# WORK INSTRUCTION
The expected output is each line below containing "were", copied in full.

(Stored data entries)
==========

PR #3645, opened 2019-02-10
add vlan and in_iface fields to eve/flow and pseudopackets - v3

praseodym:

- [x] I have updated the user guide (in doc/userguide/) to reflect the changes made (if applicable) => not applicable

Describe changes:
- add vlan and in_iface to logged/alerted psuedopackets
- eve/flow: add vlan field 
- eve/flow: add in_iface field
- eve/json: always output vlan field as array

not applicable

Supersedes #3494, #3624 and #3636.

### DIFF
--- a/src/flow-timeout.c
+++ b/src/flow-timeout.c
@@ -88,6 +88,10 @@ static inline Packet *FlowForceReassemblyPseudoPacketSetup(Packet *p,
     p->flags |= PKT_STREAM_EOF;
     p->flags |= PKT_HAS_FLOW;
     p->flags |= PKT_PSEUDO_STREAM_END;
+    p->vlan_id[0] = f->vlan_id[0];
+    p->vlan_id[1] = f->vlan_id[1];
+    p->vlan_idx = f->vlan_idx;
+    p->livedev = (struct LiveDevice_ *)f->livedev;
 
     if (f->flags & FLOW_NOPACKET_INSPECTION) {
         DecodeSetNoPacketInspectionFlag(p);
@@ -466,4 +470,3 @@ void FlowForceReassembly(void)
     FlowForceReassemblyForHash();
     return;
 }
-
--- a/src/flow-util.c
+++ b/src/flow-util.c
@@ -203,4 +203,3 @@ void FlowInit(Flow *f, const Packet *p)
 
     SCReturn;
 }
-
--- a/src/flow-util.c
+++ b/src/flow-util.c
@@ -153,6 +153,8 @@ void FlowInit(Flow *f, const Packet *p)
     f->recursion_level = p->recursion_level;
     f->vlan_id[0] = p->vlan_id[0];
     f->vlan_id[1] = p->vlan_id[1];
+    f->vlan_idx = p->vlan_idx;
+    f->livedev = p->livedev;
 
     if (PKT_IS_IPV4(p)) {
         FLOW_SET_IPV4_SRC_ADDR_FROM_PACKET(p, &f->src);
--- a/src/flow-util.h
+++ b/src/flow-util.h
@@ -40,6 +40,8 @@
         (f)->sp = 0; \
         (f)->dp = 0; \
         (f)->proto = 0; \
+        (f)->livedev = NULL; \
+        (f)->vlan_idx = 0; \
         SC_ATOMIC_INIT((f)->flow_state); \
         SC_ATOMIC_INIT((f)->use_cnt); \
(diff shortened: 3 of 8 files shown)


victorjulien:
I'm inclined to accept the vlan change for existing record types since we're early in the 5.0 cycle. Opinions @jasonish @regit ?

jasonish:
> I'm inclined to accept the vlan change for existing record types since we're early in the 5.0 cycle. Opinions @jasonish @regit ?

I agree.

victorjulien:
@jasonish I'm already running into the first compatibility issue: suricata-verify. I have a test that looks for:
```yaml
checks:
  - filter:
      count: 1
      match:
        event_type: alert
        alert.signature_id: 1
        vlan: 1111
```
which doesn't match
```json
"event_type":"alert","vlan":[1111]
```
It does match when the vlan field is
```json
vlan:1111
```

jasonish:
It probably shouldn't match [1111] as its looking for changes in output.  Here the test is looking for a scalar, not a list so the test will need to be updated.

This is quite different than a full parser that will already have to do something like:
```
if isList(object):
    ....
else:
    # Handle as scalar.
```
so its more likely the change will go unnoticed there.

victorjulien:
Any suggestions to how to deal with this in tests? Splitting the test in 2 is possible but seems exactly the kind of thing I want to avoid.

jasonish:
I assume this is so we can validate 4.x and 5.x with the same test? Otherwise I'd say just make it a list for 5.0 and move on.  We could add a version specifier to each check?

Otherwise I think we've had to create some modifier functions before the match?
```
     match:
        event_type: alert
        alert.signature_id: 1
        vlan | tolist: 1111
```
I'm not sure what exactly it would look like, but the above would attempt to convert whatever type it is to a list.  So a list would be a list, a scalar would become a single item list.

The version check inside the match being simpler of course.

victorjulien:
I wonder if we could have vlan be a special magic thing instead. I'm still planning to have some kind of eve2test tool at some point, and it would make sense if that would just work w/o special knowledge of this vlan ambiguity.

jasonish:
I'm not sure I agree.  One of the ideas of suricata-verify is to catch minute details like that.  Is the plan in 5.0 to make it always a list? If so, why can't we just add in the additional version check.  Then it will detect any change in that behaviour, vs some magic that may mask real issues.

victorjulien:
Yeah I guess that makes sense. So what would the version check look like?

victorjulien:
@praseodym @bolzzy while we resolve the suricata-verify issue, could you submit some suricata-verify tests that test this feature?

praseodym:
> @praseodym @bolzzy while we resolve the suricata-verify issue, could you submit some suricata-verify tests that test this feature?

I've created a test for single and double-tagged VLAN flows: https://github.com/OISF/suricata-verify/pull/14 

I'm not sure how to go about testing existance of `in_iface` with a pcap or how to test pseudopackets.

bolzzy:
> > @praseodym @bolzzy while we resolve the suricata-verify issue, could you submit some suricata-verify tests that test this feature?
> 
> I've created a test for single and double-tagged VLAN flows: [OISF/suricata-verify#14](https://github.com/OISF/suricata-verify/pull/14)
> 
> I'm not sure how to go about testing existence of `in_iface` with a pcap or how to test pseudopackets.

==========

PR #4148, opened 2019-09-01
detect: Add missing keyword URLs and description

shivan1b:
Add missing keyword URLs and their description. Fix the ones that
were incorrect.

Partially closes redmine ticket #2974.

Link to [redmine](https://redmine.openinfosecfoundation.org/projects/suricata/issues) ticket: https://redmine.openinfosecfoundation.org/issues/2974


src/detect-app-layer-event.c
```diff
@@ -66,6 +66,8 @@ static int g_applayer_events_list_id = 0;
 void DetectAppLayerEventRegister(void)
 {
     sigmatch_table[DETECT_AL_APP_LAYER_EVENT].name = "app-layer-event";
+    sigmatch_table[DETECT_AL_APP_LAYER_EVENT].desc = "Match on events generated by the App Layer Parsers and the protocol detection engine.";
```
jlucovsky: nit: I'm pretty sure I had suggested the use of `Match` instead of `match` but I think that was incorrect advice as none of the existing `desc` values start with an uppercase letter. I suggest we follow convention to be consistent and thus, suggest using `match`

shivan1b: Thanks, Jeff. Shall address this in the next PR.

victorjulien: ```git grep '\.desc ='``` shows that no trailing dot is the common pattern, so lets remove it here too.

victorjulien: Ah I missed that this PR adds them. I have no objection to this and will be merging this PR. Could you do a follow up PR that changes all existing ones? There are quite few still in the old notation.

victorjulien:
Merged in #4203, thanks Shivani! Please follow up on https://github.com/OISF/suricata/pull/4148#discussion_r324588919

==========

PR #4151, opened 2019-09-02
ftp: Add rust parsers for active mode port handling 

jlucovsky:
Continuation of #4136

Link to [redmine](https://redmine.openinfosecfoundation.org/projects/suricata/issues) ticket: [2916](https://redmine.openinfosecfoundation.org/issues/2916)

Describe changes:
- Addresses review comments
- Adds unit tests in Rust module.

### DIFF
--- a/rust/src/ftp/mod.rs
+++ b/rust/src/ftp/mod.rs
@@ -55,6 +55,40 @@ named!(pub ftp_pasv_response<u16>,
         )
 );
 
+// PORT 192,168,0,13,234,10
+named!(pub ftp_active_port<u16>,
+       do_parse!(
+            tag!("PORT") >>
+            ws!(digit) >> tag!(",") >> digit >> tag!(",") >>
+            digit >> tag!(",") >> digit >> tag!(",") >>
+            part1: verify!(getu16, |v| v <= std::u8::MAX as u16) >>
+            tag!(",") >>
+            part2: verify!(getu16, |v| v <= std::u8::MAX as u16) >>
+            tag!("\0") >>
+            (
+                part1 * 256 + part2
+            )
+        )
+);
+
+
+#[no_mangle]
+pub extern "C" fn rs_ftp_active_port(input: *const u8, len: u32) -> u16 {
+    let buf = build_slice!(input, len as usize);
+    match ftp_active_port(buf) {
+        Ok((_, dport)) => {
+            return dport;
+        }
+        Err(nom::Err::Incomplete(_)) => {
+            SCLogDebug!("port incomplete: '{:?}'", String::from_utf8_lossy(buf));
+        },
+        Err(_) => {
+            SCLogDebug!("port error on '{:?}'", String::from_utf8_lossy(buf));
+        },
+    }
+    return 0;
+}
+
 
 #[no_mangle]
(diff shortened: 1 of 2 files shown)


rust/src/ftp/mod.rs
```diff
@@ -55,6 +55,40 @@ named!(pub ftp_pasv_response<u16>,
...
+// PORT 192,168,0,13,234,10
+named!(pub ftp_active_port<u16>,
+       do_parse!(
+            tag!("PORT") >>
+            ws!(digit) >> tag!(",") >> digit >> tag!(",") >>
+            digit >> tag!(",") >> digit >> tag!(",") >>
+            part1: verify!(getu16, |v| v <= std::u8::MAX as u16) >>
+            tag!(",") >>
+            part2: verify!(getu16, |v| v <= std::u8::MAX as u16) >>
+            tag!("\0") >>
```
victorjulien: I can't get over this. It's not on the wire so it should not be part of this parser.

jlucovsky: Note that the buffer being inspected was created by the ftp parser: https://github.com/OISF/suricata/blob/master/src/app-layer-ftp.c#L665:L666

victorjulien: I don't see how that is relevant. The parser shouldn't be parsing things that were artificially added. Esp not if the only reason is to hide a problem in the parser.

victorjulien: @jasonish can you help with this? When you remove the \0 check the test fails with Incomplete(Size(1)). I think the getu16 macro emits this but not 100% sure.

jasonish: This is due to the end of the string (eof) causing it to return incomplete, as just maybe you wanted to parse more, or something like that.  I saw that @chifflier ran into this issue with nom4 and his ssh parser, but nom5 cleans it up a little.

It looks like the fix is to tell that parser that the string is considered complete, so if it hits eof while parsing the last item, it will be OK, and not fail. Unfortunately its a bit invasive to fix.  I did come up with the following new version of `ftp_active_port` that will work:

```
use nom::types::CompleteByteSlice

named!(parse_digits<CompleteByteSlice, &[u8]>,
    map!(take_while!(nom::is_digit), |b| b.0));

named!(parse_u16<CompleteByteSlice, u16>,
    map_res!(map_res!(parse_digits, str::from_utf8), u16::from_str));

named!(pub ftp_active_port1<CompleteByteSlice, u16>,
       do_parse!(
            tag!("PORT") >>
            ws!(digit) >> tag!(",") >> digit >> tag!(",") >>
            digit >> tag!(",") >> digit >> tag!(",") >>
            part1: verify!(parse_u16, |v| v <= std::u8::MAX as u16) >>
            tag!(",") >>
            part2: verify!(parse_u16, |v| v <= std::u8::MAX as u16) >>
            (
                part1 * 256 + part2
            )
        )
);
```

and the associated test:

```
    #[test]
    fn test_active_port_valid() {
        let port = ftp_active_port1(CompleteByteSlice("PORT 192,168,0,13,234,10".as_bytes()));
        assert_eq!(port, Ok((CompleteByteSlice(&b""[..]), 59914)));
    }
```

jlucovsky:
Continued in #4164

==========

# ANSWER TO THE EXERCISE
were incorrect.
victorjulien: I don't see how that is relevant. The parser shouldn't be parsing things that were artificially added. Esp not if the only reason is to hide a problem in the parser.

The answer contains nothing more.